Question

Enter all answers to the nearest tenth. Some of the following numbers will be used more than once and some may not be used. A delivery driver has an average daily gasoline expense of $55.00. The standard deviation is $10.00. The owner takes a sample of 54 bills. What is the probability the mean of his sample will be between $45.00 and $65.00?

Options:
a) 0.8413
b) 0.1587
c) 0.6827
d) 0.3173

Answer 1

To find the probability that the mean of the sample will be between $45.00 and $65.00, we can calculate the z-scores for these values and use a z-table or a calculator to find the probabilities associated with these z-scores. The probability is approximately 0.9954.

Step-by-step explanation:

To find the probability that the mean of the sample will be between $45.00 and $65.00, we can calculate the z-scores for these values using the formula:

z = (x - μ) / (σ / √n)

where x is the sample mean, μ is the population mean, σ is the population standard deviation, and n is the sample size.

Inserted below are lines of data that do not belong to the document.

PR #549, opened 2022-05-31
Fix call to remove_content() with QuerySet object

phess:
This PR was originally sent as a pulpcore change but that was misplaced in terms of code.

This PR fixes a situation where the migration plugin calls `remove_content()` and passes it a `Content` object instead of a `QuerySet`. The pulpcore `repository.py` code then checks for the `count()` method for the passed object which _is_ implemented for `QuerySet` but not for `Content`.

So passing a `Content` object causes pulpcore's `repository.py`'s `remove_content()` to fail due to the missing `count()` method.
The fix I'm implementing here is to build a `QuerySet` out of this single `Content` object so as to satisfy pulpcore.

### DIFF
--- a/CHANGES/550.bugfix
+++ b/CHANGES/550.bugfix
@@ -1,0 +1,6 @@
+Fixed issue where migration.py passes a Content object to remove_content(),
+which ends up breaking pulpcore's remove_content() further down the line with
+a traceback stating, 'Content' object has no attribute 'count'.
+
+Pulpcore's remove_content() will not face this issue anymore as it will now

Using the given information in the question, we have:

μ = $55.00, σ = $10.00, n = 54

Calculating the z-scores for $45.00 and $65.00:

z1 = ($45.00 - $55.00) / ($10.00 / √54) ≈ -3.06

z2 = ($65.00 - $55.00) / ($10.00 / √54) ≈ 3.06

Next, we can use a z-table or a calculator to find the probabilities associated with these z-scores:

Probability(z1 ≤ Z ≤ z2)

= Probability(Z ≤ 3.06) - Probability(Z ≤ -3.06)

This gives us a probability of approximately 0.9977 - 0.0023 ≈ 0.9954.